[Data entries]
::::

PR #3436, opened 2023-02-09
Fix typo in GitHub Issue Template

SeanKilleen:
Happened to see it while submitting an issue, figured I'd contribute the fix.


jvano:
Hi

Thanks,

Joaquin Vano
Azure App Service

SeanKilleen:
@jvano I'm not sure your reply was intended here? This is a  typo fix, I don't believe there should be any support ticket required.

jvano:

jvano (approved):

PR #3450, opened 2023-03-16
Adding Safe Directory Git Config

shpraka:


Kudu.Services/GitServer/Helpers.cs
```diff
@@ -59,5 +60,67 @@ public static void PktFlush(this Stream response)
...
+            process.BeginErrorReadLine();
+
+            // waiting for 10 seconds
+            process.WaitForExit(10000);
+
+            if(process.ExitCode != 0 || error.Length != 0)
+            {
+                throw new Exception($"Process exited with {process.ExitCode} and error: {error}");
+            }
+            if (!string.IsNullOrWhiteSpace(output) && output.IndexOf('*') == -1)
```
surenderssm, line 98: what is the significance of the * here?

shpraka: This is for all the directories.

shpraka:
@suwatch your changes looks more clean. should we add that then? Also I couldn't understand what you meant by userprofiles scenario? Using %HOME%/.gitconfig should suffice right?

suwatch:
It needs refinement and more testing.   For instance, if customer already have the git config, how do we check that settings already there and avoid checking the next time (along the same lines as installation txt for hint).   we need to test when user profile is enabled since it may not be on this location.

Kudu.Services/GitServer/Helpers.cs
suwatch: output.IndexOf('*') < 0

Issue #528, opened 2020-08-20
automatic publishing


johnynek:
set up automatic publishing of projects and artifacts.

In addition to the library jars, set up:

1. build a fat jar someone can download from github.
2. build a nodejs based compiler someone can download ( see #393 ) from github.
3. static native image for osx, linux and hopefully windows.

johnynek:
this seems to be something to investigate for publishing jars + scalajs:

https://twitter.com/mpilquist/status/1299095524394651649?s=20

PR #1473, opened 2026-01-25
Add c runtime cmd and publishing of the c runtime code

johnynek:
This tags the C runtime code and should build the hash of it into the bosatsuc command so that we can install the correct version given the compiler.


johnynek:
relates to #528

PR #1519, opened 2026-01-30
Use Maranget pattern‑matrix algorithm for matchless compilation

### LINKED ISSUE #1118: Improving pattern compilation
See: https://compiler.club/compiling-pattern-matching/

Currently in Matchless we compile pattern matches into nest if/else. But a better algorithm can pretty much always compile into a switch which can be encoded in Python with a dict or directly in C or Java.

johnynek:
close #1118

### DIFF
--- a/core/src/main/scala/dev/bosatsu/Matchless.scala
+++ b/core/src/main/scala/dev/bosatsu/Matchless.scala
@@ -1173,6 +1173,8 @@ object Matchless {
 
     // A row in the pattern matrix: patterns for each occurrence,
     // a right-hand side, and the bindings accumulated so far.
+    // pats may be empty after all columns are specialized away; in that
+    // case the row is a total match for the remaining occurrences.
     case class MatchRow(
         pats: List[Pattern[(PackageName, Constructor), Type]],
         rhs: Expr[B],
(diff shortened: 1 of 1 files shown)


core/src/main/scala/dev/bosatsu/Matchless.scala
```diff
@@ -1223,7 +1557,219 @@ object Matchless {
         doesMatch(arg, p1, branches.tail.isEmpty).flatMap(loop)
       }
 
-      val argFn = maybeMemo(tmp)(recur(_, branches))
+      recur(arg, branches)
+    }
+
+    def matchExprOrdered(
```
johnynek: This isn't called

core/src/main/scala/dev/bosatsu/Matchless.scala
```diff
@@ -1223,7 +1557,219 @@ object Matchless {
...
+              }
+
+            compileCases(sigs)
+        }
+      }
+
+      compileRows(rows0, arg :: Nil)
+    }
+
+    def matchExprMatrix(
```
johnynek: This isn't called

PR #1557, opened 2026-02-03
Make Tau an opaque type for more safety

johnynek:


core/src/main/scala/dev/bosatsu/rankn/Infer.scala
```diff
@@ -1343,32 +1376,38 @@ object Infer {
...
-                writeMeta(m, tpe)
-              }
-            }
-          case (h, _) :: Nil => writeMeta(m, h)
           case Nil           => unit
+          case (h, r1) :: tail =>
+            h match {
+              case Type.TyMeta(m1) =>
+                readMeta(m1).flatMap {
+                  case Some(rho1) => loop((rho1, r1) :: tail)
```
johnynek: should be tau1 not rho1

PR #1579, opened 2026-02-08
add a Float64 type for IEEE754 math

### LINKED ISSUE #1573: add IEEE754 float type
Like python we should probably support IEEE754 double precision values that get packed into 64 bit `void*` in C so that we have zero boxing floating point values.

I think the main thing we need is:

1. add Lit for Float64 type.
2. support parsing Float64 using the same rules as python
3. add `external struct Float64` to predef.bosatsu
4. add the basic math operations to predef.bosatsu: addf, timesf, divf, subf I guess would be names that match the Int versions
5. add Bosatsu/Float/Float64 package that exposes a minimal set of functions from python math which are also implemented by C's standard math library and java.lang.Math. Basically, all the functions implemented by all three of those that act on double precision values should be included.
6. add a total and lawful comparison (which is different from IEEE754 in that it should put NaN before any non-NaN and it should compare NaN values as if they were 64 bit bit integer values). This should probably be in predef so we can sort Float64 values.

related to #1103 but that is much more ambitious and we will set that aside to address this issue.

johnynek:
close #1573 

> ## Motivation
> - Add a first-class `Float64` literal/type to Bosatsu with consistent behavior across JVM evaluation, Python backend, and C/Clang backend.
> - Support math use-cases directly (including special values) while keeping literals, parsing, printing, matching, and backend interop consistent.
> - Preserve exact IEEE754 behavior when needed via bit-conversion APIs.
>
> ## Float Equality And Comparison Rules
> - Equality is math-like, not raw-bit identity:
> - `-0.0 == 0.0`
> - all `NaN` values are equal to each other
> - Total comparison (`cmp_Float64`) is defined as:
> - all `NaN` compare equal to each other
> - `NaN` sorts before any non-`NaN`
> - non-`NaN` values use normal numeric ordering
> - `-0.0` and `0.0` compare as `EQ`
> - These rules are used consistently in literal equality, pattern matching, evaluation, and codegen/runtime helpers.
>
> ## New Literal Syntax And Parsing
> - Added `Float64` literals in parser/typechecker/pattern parser.
> - Accepted literal forms include:
> - decimal/exponent forms with optional sign (`1.0`, `.5`, `5.`, `1e-3`, etc.)
> - underscores in digits (`1_234.5_6`)
> - `.NaN`
> - `∞`, `+∞`, `-∞`
> - Rendering/pretty-printing uses canonical Bosatsu forms:
> - `.NaN`, `∞`, `-∞`, otherwise decimal float text.
>
> ## New/Updated Bosatsu Packages And APIs
> - `Bosatsu/Predef` now includes:
> - `external struct Float64`
> - `addf`, `subf`, `timesf`, `divf`, `cmp_Float64`
> - New support package: `Bosatsu/Float/Float64`
> - Adds higher-level Float64 API (math funcs, conversions, predicates, operators).
> - Exports `inf: Float64 = ∞` and `neg_inf: Float64 = -∞`.
>
> ## `Bosatsu/Float/Float64` Key API
> - Exported value-level API includes:
> - `addf`, `subf`, `timesf`, `divf`, `cmp_Float64`, `eq_Float64`
> - `float64_to_String`, `string_to_Float64`
> - `int_bits_to_Float64`, `float64_bits_to_Int`
> - `is_nan`, `is_infinite`, `is_finite`
> - `inf`, `neg_inf`
> - operators `+`, `-`, `*`, `/`
> - common math: `abs`, `acos`, `asin`, `atan`, `atan2`, `ceil`, `copy_sign`, `cos`, `cosh`, `exp`, `floor`, `hypot`, `log`, `log10`, `pow`, `sin`, `sinh`, `sqrt`, `tan`, `tanh`
>
> ## External Defs In `Bosatsu/Float/Float64`
> ```bosatsu
> external def abs(x: Float64) -> Float64
> external def acos(x: Float64) -> Float64
> external def asin(x: Float64) -> Float64
> external def atan(x: Float64) -> Float64
> external def atan2(y: Float64, x: Float64) -> Float64
> external def ceil(x: Float64) -> Float64
> external def copy_sign(x: Float64, sign: Float64) -> Float64
> external def cos(x: Float64) -> Float64
> external def cosh(x: Float64) -> Float64
> external def exp(x: Float64) -> Float64
> external def floor(x: Float64) -> Float64
> external def float64_bits_to_Int(x: Float64) -> Int
> external def float64_to_String(x: Float64) -> String
> external def hypot(x: Float64, y: Float64) -> Float64
> external def int_bits_to_Float64(int: Int) -> Float64
> external def is_infinite(x: Float64) -> Bool
> external def is_nan(x: Float64) -> Bool
> external def log(x: Float64) -> Float64
> external def log10(x: Float64) -> Float64
> external def pow(x: Float64, y: Float64) -> Float64
> external def sin(x: Float64) -> Float64
> external def string_to_Float64(s: String) -> Option[Float64]
> external def sinh(x: Float64) -> Float64
> external def sqrt(x: Float64) -> Float64
> external def tan(x: Float64) -> Float64
> external def tanh(x: Float64) -> Float64
> ```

::::

**PROBLEM:** Search the entries for the word "level". Copy each line where it appears.

**SOLUTION TO THE PROBLEM:**
> - Adds higher-level Float64 API (math funcs, conversions, predicates, operators).
> - Exported value-level API includes:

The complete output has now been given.